## Work request
Throughout the entries below, report every line where "though" is found.

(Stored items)
PR #553, opened 2019-02-18
Update Getting Started for 0.8 and Go Modules

mathewbyrne:
This updates the Getting Started documentation to work with Go Modules and the 0.8 release in general.

We decided to keep the `dep` documentation around for now in case people aren't ready to upgrade to Go Modules.  But the addition of Go Modules simplifies the setup and execution a lot, however it now makes less sense to deprecate the binary, so it is reintroduced here.

### DIFF
--- a/api/generate.go
+++ b/api/generate.go
@@ -1,4 +1,4 @@
-package gqlgen
+package api
 
 import (
 	"syscall"
--- a/ambient.go
+++ b/ambient.go
@@ -1,4 +1,4 @@
-package gqlgen
+package main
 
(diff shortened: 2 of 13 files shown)


api/generate.go
```diff
@@ -1,4 +1,4 @@
-package gqlgen
+package api
```
mathewbyrne: I started by moving this into `codegen`, but it caused an import loop between `plugin` and `codegen`.  I've moved it here for now, do you have another suggestion?

PR #555, opened 2019-02-18
Handling queries with partial path errors

jszwedko:
Opening this as a PR since I felt like providing a diff adding a test was the simplest way to convey my question.

In the case where only part of the query path fails, we currently only receive the error without also receiving the data from the paths that successfully resolved. E.g. for a query like:

```
{
  user {
    name
  }
  organization {
    name
  }
}
```

Where resolving `user` fails, but resolving `organization` is successful, we currently get a response like:

```
{
  "errors": [
    {
      "message": "Some error",
      "path": [
        "user"
      ]
    }
  ],
  "data": null
}
```

Where `organization` is not returned.

My expected behavior would have been:

```
{
  "errors": [
    {
      "message": "Some error",
      "path": [
        "user"
      ]
    }
  ],
  "data": {
    "organization": {
      "name": "Bob"
    }
  }
}
```

I've added an integration test here that currently fails, but would pass with my desired behavior.

If this current behavior is unintentional, I can take a shot at completing this PR to return the expected result (errors only for the paths that fail to resolve and the data for the rest).

### DIFF
--- a/integration/integration-test.js
+++ b/integration/integration-test.js
@@ -70,4 +70,13 @@ describe('Errors', () => {
 
         expect(res.errors[0].message).toEqual('Normal error');
     });
+
+    it('should return errors only for failed resolvers', async () => {
+        let res = await client.query({
+            query: gql`{ viewer { user { name } } error(type: NORMAL) }`,
+        });
+
+        expect(res.errors[0].message).toEqual('Normal error');
+        expect(res.data.viewer.user.name).toEqual('Bob');
+    });
 });


mathewbyrne:
I'd need to see the schema you have, but my guess is that you're fields are non-nullable, and we are therefore bubbling the error up to the parent.  From the spec:

> If the field which experienced an error was declared as Non-Null, the null result will bubble up to the next nullable field.

So I'm pretty sure this is intended behaviour.  If you want to support partial successes, you will need to ensure that the fields are nullable in your schema.

jszwedko:
Ah, yes, apologies, I should have included the schema:

An excerpt:
```
type User {
  id: ID!
  email: String!
}

type Query {
  me: User!
  users: [User]
}
```

In our case, an error in the `me` query will result in no `users` being returned even if that resolution was successful. The query looks like:
```
query {
  me {
    email
   }
  users {
    email
  }
```

I do see that the spec says that if the field is `null` it will bubble up to the next nullable field.

My mistake was misreading them as separate "operations" where it is actually one operation.

Thanks for the conversation @mathewbyrne !

PR #565, opened 2019-03-01
Fix cli config getters

### LINKED ISSUE #560: gqlgen@next disrespects config file
### Expected Behaviour
Running `go run gqlgen/cmd.go -c gqlgen/gqlgen.yml` on gqlgen@latest works fine.
When using with gomodules, installing `next` with `go get github.com/99designs/gqlgen@next` and running `go run gqlgen/cmd.go -c gqlgen/gqlgen.yml` it should work too.

### Actual Behavior
`$ go run gqlgen/cmd.go -c gqlgen/gqlgen.yml` 
`unable to open schema: open schema.graphql: no such file or directory`

-

Extra note: I noticed When I put the gqlgen.yml in the root dir, it works, even though explicitly setting the config file to `gqlgen/gqlgen.yml`.

project structure:
```
main.go
prisma/
  schema.graphql
gqlgen/
  gqlgen.yml
```

If a separate repro repo is needed, let me know and I'll provide one

steebchen:
Fix #560 by using the correct cli flag `"config"`

I have:

Maybe some tests would be good but it may be easier to just create a `const config = "config"` but I wasn't sure on how to integrate it with urfave/cli because that uses `"config, c"` as the flag name.

### DIFF
--- a/cmd/gen.go
+++ b/cmd/gen.go
@@ -20,7 +20,7 @@ var genCmd = cli.Command{
 	Action: func(ctx *cli.Context) {
 		var cfg *config.Config
 		var err error
-		if configFilename := ctx.String("gen"); configFilename != "" {
+		if configFilename := ctx.String("config"); configFilename != "" {
 			cfg, err = config.LoadConfig(configFilename)
 			if err != nil {
 				fmt.Fprintln(os.Stderr, err.Error())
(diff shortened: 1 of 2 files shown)


vektah:
Awesome, thanks!

PR #569, opened 2019-03-04
Introduction Improvements

mathewbyrne:
This aims to improve our introduction and README sections with the following changes:

1. `README.md` and `docs/content/introduction.md` now have the same content.
2. Moved Feature Comparison into the main side out of `README.md`
3. Added and linked to some Contribution Guidelines

~~Currently README and introduction are maintained separately.  I couldn't figure out a way to have them read the same source; GitHub MD has no include functionality, and hugo cannot read files outside of it's root directory (`/docs`).~~

~~They also use different link syntax (hugo uses `<ref >` shorttags) making them a little incompatible.~~

~~Maybe we could lint for this?  It's always going to be a bit fuzzy though.  Otherwise some compile step that writes both files from a single source?~~

Of course, git can track links. With this we are able to link `README.md` into the hugo content dir and munge it's contents there.


docs/content/introduction.md
```diff
@@ -1,31 +1,35 @@
...
+ - **Type safe** — You should never see `map[string]interface{}` here.
+ - **Codegen** — Let us generate the boring bits, so you can build your app quickly. 
 
+[Feature Comparison]({{< ref "feature-comparison.md" >}})
 
-## Getting started
+## Getting Started
 
-First take a look at the [Getting Started]({{< ref "getting-started.md" >}}) tutorial.
+First work your way through the [Getting Started]({{< ref "getting-started.md" >}}) tutorial.
```
mathewbyrne: **TODO** there definitely another paragraph here that mentions something about looking at Resolvers, Type Mapping etc, in roughly the order we think it's important to further learn gqlgen concepts.

PR #579, opened 2019-03-05
Take care about commonInitialisms in ToGo

vvakame:
in v0.8.0, `RelatedURLs` is convert to `RelatedUrls`, and `ImageIDs` be `ImageIds`.

I have:

### DIFF
--- a/codegen/templates/templates.go
+++ b/codegen/templates/templates.go
@@ -129,7 +129,6 @@ func Funcs() template.FuncMap {
 		"lcFirst":       lcFirst,
 		"quote":         strconv.Quote,
 		"rawQuote":      rawQuote,
-		"toCamel":       ToCamel,
 		"dump":          Dump,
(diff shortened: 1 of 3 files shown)


codegen/templates/templates.go
```diff
@@ -232,29 +232,52 @@ func ToCamel(s string) string {
 	if s == "_" {
 		return "_"
 	}
-	buffer := make([]rune, 0, len(s))
+	buf := bytes.NewBuffer(make([]byte, 0, len(s)))
```
vvakame: https://play.golang.org/p/QFS0VH1V90s

vektah: Not needed, safe because all replacements are < 128

https://github.com/golang/lint/blob/06c8688daad7faa9da5a0c2f163a3d14aac986ca/lint.go#L734-L736

PR #582, opened 2019-03-05
Load the playground sources from HTTPS by default

demdxx:
For some browsers on non-secure domains resources from CDN doesn't loads, so I made all cdn.jsdelivr.net resources of the playground by HTTPS by default

Here is no need to add any tests or documentation updates


vektah:
> For some browsers on non-secure domains resources from CDN doesn't loads

which ones?

Does always using https affect cors boundries in a negative way?

demdxx:
It doesn't work in Safari Version 12.0 (14606.1.36.1.9)
Access-Control-Allow-Origin: *

screenshot 2019-03-06 at 1 42 37 pm

PR #584, opened 2019-03-06
Fix for @deprecated directive not appearing

### LINKED ISSUE #580: Deprecated directive on fields not working
### Using v0.8.0

Adding `@deprecated` on a field results with 

```sh
$ go run github.com/99designs/gqlgen -v
merging failed: unable to build object definition: directive deprecated not found
exit status 3
```

### Note

This previously worked on v0.7.1 without issue.

Deprecating Enum still works

```graphql
type Todo {
  id: ID!
  text: String!
  done: Boolean! @deprecated(reason: "Because I can")
}

type Query {
  todos: [Todo!]!
}
```

mathewbyrne:
Fixes #580

During `buildDirectives` in codegen, the builtin directives `skip`, `include`, and `deprecated` are skipped over.  This causes them to not be registered with the builder later when building objects.  It seems like `deprecated` is definitely needed, since it's a schema directive.  `skip` and `include` I'm not so sure about.  @vektah what's the reason for skipping these in build?

### DIFF
--- a/codegen/data.go
+++ b/codegen/data.go
@@ -62,9 +62,16 @@ func BuildData(cfg *config.Config) (*Data, error) {
 		return nil, err
 	}
 
+	dataDirectives := make(map[string]*Directive)
+	for name, d := range b.Directives {
+		if !d.Builtin {
+			dataDirectives[name] = d
+		}
+	}
+
 	s := Data{
 		Config:     cfg,
-		Directives: b.Directives,
+		Directives: dataDirectives,
 		Schema:     b.Schema,
 		SchemaStr:  b.SchemaStr,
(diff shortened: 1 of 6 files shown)


vektah:
That line comes from when they were first added, I'm guessing what that skip actually does has changed a little. 

https://github.com/99designs/gqlgen/commit/09242061c7ce1d6e304f06344914c7bc6788c8b7#diff-5e244cf316790fef0b9112abc3070944R5

mathewbyrne:
Ok, so instead of skipping these directives then, we set a flag and only include directives with the flag in the `DirectivesRoot`.

PR #604, opened 2019-03-11
Fix directives on args with custom type

cevou:

When generating code with a directive for an argument which is a custom type or input the full identifier of the type is returned, which causes errors.

Example:
```
if data, ok := tmp.(github.com/user/repository/model.MyInput) ; ok {
  arg0 = data
} else {
  return nil, fmt.Errorf(`unexpected type %T from directive, should be github.com/user/repository/model.MyInput`, tmp)
}
```

After applying the change, the code is fixed:
```
if data, ok := tmp.(model.MyInput); ok {
  arg0 = data
} else {
  return nil, fmt.Errorf(`unexpected type %T from directive, should be github.com/user/repository/model.MyInput`, tmp)
}
```

### DIFF
--- a/codegen/args.gotpl
+++ b/codegen/args.gotpl
@@ -24,7 +24,7 @@ func (ec *executionContext) {{ $name }}(ctx context.Context, rawArgs map[string]
 				if err != nil {
 					return nil, err
 				}
-				if data, ok := tmp.({{ $arg.TypeReference.GO }}) ; ok {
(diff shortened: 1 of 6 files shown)


vektah:
Needs a test to prevent future regressions :pray:

Should be pretty easy to add something into the codegen/testserver that exercises this edge case

cevou:
Thanks for the hint where to add the tests. Just added them.

vektah:
Thanks for the PR

PR #3534, opened 2025-02-13
Update matrix to include Go 1.24

StevenACoffman:
Go 1.24 is out! Hooray!
In #3505 reports problems with gqlgen and Go 1.24 due to a dependency on an old version of x/tools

## Answer for this exercise
Extra note: I noticed When I put the gqlgen.yml in the root dir, it works, even though explicitly setting the config file to `gqlgen/gqlgen.yml`.
~~Maybe we could lint for this?  It's always going to be a bit fuzzy though.  Otherwise some compile step that writes both files from a single source?~~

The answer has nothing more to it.